JorjMcKie · JorjMcKie · commit 8c0f5009f3d1 · 2024-07-23T08:47:29.000-04:00
diff --git a/pymupdf4llm/README.md b/pymupdf4llm/README.md
@@ -33,15 +33,15 @@ pathlib.Path("output.md").write_bytes(md_text.encode())
 
 Instead of the filename string as above, one can also provide a PyMuPDF `Document`. By default, all pages in the PDF will be processed. If desired, the parameter `pages=[...]` can be used to provide a list of zero-based page numbers to consider.
 
-**New features as of v0.0.2:**
+**Feature Overview:**
 
 * Support for pages with **_multiple text columns_**.
 * Support for **_image and vector graphics extraction_**:
 
     1. Specify `pymupdf4llm.to_markdown("input.pdf", write_images=True)`. Default is `False`.
-    2. Each image or vector graphic on the page will be extracted and stored as a PNG image named `"input.pdf-pno-index.png"` in the folder of `"input.pdf"`. Where `pno` is the 0-based page number and `index` is some sequence number.
-    3. The image files will have width and height equal to the values on the page.
-    4. Any text contained in the images or graphics will not be extracted, but become visible as image parts.
+    2. Each image or vector graphic on the page will be extracted and stored as an image named `"input.pdf-pno-index.extension"` in a folder of your choice. The image `extension` can be chosen to represent a PyMuPDF-supported image format (for instance "png" or "jpg"),  `pno` is the 0-based page number and `index` is some sequence number.
+    3. The image files will have width and height equal to the values on the page. The desired resolution can be chosen via parameter `dpi` (default: `dpi=150`).

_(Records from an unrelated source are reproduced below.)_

PR #4197, opened 2026-09-03
Skills: conversation-scoped activation (AISkill.ActivationScope + MJ: Conversation Skills)

cmbrock-BC:
## Summary

A skill activates for one run: `requestedSkillIDs` is a per-call input and the activated set dies with the run. That is right for a one-shot capability and wrong for a skill that behaves as a mode — a persona, or an assistant whose reply carries a menu pressed on the next turn, when nothing would re-activate it. Every conversational agent with a mode was re-implementing a (conversation, skill) table by hand. This makes it a framework feature, opt-in per skill.

## Changes

- Migration `V202609031400__v6.1.x__Conversation_Scoped_Skill_Activation.sql`: `AISkill.ActivationScope` (`Run` default | `Conversation`) and a new `ConversationSkill` table (entity `MJ: Conversation Skills`: ConversationID, SkillID, Status `Active`/`Ended`, ActivatedByRunID, EndedAt; unique per conversation + skill). CodeGen tail appended, generated on a clean database built from migrations + metadata and filtered to this change's blocks (the header lists inclusions and the excluded unrelated drift).
- `BaseAgent`: at every root run with a `conversationId`, the conversation's Active rows join `requestedSkillIDs` (one read); a `Conversation`-scoped skill that activates, by request or by the agent's own choice, gets its row written or re-activated through the run's provider; `EndConversationSkill(conversationId, skillId, user)` is the app's "leave the mode" gesture. A persisted skill a gate refuses this turn is skipped without a note and its row stays Active — retiring a mode is explicit, never a side effect of a possibly transient gate miss. All steps fail soft.
- Generated code: entity class, GraphQL schema, Explorer form (+ related Conversation Skills panel on the skill form), class registrations.
- Metadata: `Widget Guest` permission row for the new entity (parity with `MJ: Conversation Details`); `mj sync pull` configs so a skill's search scopes and an agent's skill grants round-trip.
- Guide §1.6c.

## Testing

- Clean database `MJ_6_1_CLEAN_skills_convo` built from scratch (migrate → codegen --skipfiles → sync push → codegen --skipdb); `check:codegen-tail` green.
- `@memberjunction/ai-agents`: 1920 tests. The new file drives the real `BaseAgent` with a spied `RunView`: merge, refused-persisted-no-note-no-End, fresh activation writes through the run's provider, Ended row re-activated, read failure fail-soft.
- MJ integration tier, deterministic suite, on the clean database: 50 passed; 19 client-transport tests need a hosted MJAPI + API key (not run); 1 skipped (`RUN_SEARCH_TESTS`).
- Changeset: minor.

## Notes for reviewers

- PostgreSQL counterpart deferred to the release build, per `migrations/CLAUDE.md`.
- The `EntityField` inserts use the current CodeGen emission (park existing rows at +100000, then catalog-ordinal sequences renumbered by the repeatable script). The repo's rule text still describes the older `MAX+1` form; worth updating separately.
- The skill form regeneration also carries clean-database drift beyond `ActivationScope` (`Instructions` textarea → code, the Details section folded into Configuration). Benign; any regen on a clean DB produces it.
- Precedent: `UserRoutine.RequestedSkillIDs` persists a pre-selection on a routine; this is the same idea keyed on the conversation. Complementary, not overlapping.


rkihm-BC (changes requested):
The design is sound and I would approve it with one required fix. Opt-in per skill, persisted rows merged into the request at each root run with every gate still applied, a refused persisted skill left Active rather than silently retired, `EndConversationSkill` as the explicit exit, every step fail-soft — all the right calls, and the reasoning for not ending a row on a gate miss is exactly right. Verified:

- 3 new tests fail against base; with the PR, `ai-agents` 1,920 pass and `tsc` is clean after rebuilding the core-entities dist.
- Migration: hand-written DDL is correct (default + CHECK on `ActivationScope`, PK/FKs/UNIQUE/CHECK on `ConversationSkill`, extended properties), in `migrations/v6` matching the `v6.1.x` name, CodeGen tail adds the `__mj_CreatedAt`/`__mj_UpdatedAt` system columns and registers `MJ: Conversation Skills`. `Check migrations` accepted the EntityField sequence emission.
- Changeset `minor`, as a migration requires. Entity-permissions row mirrors Conversation Details. Pull-config additions are additive.

**Required: regenerate all four bootstrap class-registration manifests.** The generated `MJConversationSkillEntity` is decorated `@RegisterClass(BaseEntity, 'MJ: Conversation Skills')`, so every bootstrap manifest must register it. On this branch only `ServerBootstrapLite` carries it, and even there `CLASS_REGISTRATIONS_COUNT` was not bumped (939, unchanged). `ServerBootstrap`, `Angular/Bootstrap` and `Angular/BootstrapLite` have no entry at all. All four include core-entities classes — see how today's #4204 diff for `AuthorizationCheckServerOperation` touched all four and eight count lines.

Why this cannot wait: the freshness gate runs only on the full-suite path (non-PR events). This PR touches no root file, so its own CI is turbo-filtered and *skips the gate* — green here is not evidence. The post-merge push to `next` runs it, and it would fail exactly the way #4185 broke `next` earlier today (fixed by #4204). Fix: rebase on `next` (so #4204's entry is present), run `pnpm run mj:manifest` **after a full build** — the source-scanning generators produce different output without one — and commit all four manifest files.

Merge order: land this after #4195 and #4196. `git merge-tree` shows no textual conflicts pairwise, and the auto-merge with #4196 is semantically right (this PR leaves the `allowed` line untouched and inherits the policy call).

Noted and fine: the skill-form regeneration carries clean-database drift beyond `ActivationScope`, as the description says; and the reads go through `new RunView()` per the file's precedent while writes use the run's provider.

cmbrock-BC:
Addressed: rebased on `next` (post-#4204), full `pnpm run build`, then `pnpm run mj:manifest` — all four bootstrap manifests now register `MJConversationSkillEntity` with their counts bumped (ServerBootstrap 1024→1025, ServerBootstrapLite 940→941, Angular/Bootstrap 653→654, Angular/BootstrapLite 539→540), committed as `3f684e3`. Also folded in the #4196 review note on persistent-throw logging (guide §1.2b). `ai-agents` 1925 tests pass on the rebased branch.

rkihm-BC (approved):
Approving — the required item is done properly and I verified it rather than took it on trust:

- **All four bootstrap manifests register `MJConversationSkillEntity`**, counts bumped by exactly one each (ServerBootstrap 1024→1025, ServerBootstrapLite 940→941, Angular/Bootstrap 653→654, Angular/BootstrapLite 539→540). The identifier-level diff against `next` across the four files nets to that one class and nothing else; the remaining hunks are entries shifting across chunk boundaries, which is what the generator produces.
- **Rebase past #4204 confirmed** (its merge commit is an ancestor; `AuthorizationCheckServerOperation` present). The PR's footprint against its merge-base is the expected 19 files.
- Folding the #4196 persistent-throw logging note into guide §1.2b is appreciated.
- **CI fully green on the rebased head**, including Build and the deterministic integration tier — which matters here since this carries a migration and the manifest freshness gate on the post-merge push to `next` is the whole point of the fix.

Merge order unchanged: after #4195 and #4196 (both merged), so this is clear to go. Branch is behind `next` again since #4018 landed this morning but mergeable.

+    4. Any text contained in the images or graphics will be extracted and **also become visible as part of the generated image**. This behavior can be changed via `force_text=False` (text only apears as part of the image).
 
 * Support for **page chunks**: Instead of returning one large string for the whole document, a list of dictionaries can be generated: one for each page. Specify `data = pymupdf4llm.to_markdown("input.pdf", page_chunks=True)`. Then, for instance the first item, `data[0]` will contain a dictionary for the first page with the text and some metadata.